_Activity_.
In the listing below, find the line containing "jmlewis: This is" and the line containing "PR #105, opened 2015-07-28". Repeat exactly those two lines and every line between them.

_Entries shown_.
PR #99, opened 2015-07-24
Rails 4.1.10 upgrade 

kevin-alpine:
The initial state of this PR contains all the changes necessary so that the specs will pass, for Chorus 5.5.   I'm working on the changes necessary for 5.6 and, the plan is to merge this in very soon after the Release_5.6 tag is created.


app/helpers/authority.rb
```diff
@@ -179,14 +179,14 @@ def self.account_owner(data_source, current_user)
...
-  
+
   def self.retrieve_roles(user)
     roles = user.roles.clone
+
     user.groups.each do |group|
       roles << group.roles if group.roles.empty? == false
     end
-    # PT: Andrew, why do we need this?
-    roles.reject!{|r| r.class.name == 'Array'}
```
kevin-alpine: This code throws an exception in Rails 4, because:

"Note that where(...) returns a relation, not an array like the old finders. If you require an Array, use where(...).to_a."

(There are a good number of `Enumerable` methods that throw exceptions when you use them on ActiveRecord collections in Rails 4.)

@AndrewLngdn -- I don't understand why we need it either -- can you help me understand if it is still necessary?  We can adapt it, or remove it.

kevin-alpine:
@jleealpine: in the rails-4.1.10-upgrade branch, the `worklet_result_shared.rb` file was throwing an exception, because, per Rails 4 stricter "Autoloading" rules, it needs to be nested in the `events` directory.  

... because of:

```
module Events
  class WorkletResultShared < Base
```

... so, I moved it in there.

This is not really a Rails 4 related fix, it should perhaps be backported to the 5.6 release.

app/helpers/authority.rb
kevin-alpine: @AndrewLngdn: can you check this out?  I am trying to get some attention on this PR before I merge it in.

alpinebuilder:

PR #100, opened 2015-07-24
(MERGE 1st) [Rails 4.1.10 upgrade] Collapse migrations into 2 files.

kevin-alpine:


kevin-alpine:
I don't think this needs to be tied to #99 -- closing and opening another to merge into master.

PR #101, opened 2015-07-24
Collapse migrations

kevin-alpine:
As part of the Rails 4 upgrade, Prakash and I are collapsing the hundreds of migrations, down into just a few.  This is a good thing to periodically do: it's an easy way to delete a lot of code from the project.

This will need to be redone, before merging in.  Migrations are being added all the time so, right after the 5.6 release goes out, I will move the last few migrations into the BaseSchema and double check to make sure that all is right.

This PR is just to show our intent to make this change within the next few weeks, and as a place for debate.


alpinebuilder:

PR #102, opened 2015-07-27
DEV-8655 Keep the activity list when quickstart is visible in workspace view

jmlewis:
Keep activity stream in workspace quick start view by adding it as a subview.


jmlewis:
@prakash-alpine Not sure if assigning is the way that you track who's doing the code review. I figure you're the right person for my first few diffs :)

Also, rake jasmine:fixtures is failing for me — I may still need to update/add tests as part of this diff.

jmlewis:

--

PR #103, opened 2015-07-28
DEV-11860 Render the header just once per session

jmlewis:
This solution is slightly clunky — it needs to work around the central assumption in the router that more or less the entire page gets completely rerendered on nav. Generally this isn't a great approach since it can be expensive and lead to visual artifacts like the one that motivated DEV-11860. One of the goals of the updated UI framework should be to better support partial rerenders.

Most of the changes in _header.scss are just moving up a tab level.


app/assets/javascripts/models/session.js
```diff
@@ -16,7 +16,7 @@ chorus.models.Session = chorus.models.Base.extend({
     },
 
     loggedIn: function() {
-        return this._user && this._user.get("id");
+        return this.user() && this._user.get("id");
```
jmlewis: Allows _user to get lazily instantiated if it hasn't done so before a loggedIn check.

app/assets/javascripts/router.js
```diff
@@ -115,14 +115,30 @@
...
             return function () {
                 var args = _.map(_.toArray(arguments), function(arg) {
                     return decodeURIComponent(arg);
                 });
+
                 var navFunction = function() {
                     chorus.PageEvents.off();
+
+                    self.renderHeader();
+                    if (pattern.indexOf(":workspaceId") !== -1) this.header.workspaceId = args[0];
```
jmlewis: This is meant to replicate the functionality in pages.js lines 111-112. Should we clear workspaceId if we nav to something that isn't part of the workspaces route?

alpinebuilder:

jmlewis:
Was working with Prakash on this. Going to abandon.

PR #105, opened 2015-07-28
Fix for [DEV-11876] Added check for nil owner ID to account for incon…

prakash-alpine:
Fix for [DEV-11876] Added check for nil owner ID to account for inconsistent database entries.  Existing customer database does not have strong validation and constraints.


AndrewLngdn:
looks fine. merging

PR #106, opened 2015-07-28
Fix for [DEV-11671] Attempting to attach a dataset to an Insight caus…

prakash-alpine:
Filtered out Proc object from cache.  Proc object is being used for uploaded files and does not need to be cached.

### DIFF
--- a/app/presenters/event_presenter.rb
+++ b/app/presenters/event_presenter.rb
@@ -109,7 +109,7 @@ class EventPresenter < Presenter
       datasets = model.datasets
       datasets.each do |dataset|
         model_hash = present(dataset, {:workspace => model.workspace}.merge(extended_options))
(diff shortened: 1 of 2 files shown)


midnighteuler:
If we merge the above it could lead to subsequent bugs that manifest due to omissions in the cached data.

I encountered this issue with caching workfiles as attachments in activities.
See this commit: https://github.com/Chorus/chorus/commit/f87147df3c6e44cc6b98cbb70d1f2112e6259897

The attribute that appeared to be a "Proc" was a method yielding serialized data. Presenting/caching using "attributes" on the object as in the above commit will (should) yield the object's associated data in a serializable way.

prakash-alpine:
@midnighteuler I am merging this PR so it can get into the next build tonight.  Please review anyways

* * *

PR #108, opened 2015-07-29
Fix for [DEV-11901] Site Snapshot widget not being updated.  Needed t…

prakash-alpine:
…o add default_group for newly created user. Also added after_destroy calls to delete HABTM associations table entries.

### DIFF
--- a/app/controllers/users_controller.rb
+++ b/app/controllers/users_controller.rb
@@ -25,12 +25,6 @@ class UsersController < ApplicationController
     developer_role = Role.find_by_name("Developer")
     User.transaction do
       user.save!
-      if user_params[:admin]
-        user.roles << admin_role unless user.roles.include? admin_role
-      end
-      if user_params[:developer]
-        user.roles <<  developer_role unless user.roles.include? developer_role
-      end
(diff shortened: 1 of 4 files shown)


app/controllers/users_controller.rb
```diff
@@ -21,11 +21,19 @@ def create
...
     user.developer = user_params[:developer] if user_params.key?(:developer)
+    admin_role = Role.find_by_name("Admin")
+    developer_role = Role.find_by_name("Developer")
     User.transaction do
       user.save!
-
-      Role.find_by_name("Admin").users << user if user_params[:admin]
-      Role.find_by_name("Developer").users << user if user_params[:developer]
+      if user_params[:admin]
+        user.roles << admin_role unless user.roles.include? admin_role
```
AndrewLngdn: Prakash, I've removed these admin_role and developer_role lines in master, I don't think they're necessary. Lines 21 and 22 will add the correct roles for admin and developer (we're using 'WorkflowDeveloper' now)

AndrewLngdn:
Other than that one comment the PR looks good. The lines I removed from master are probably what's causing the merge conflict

_Answer to this task_.
jmlewis: This is meant to replicate the functionality in pages.js lines 111-112. Should we clear workspaceId if we nav to something that isn't part of the workspaces route?

alpinebuilder:

jmlewis:
Was working with Prakash on this. Going to abandon.

PR #105, opened 2015-07-28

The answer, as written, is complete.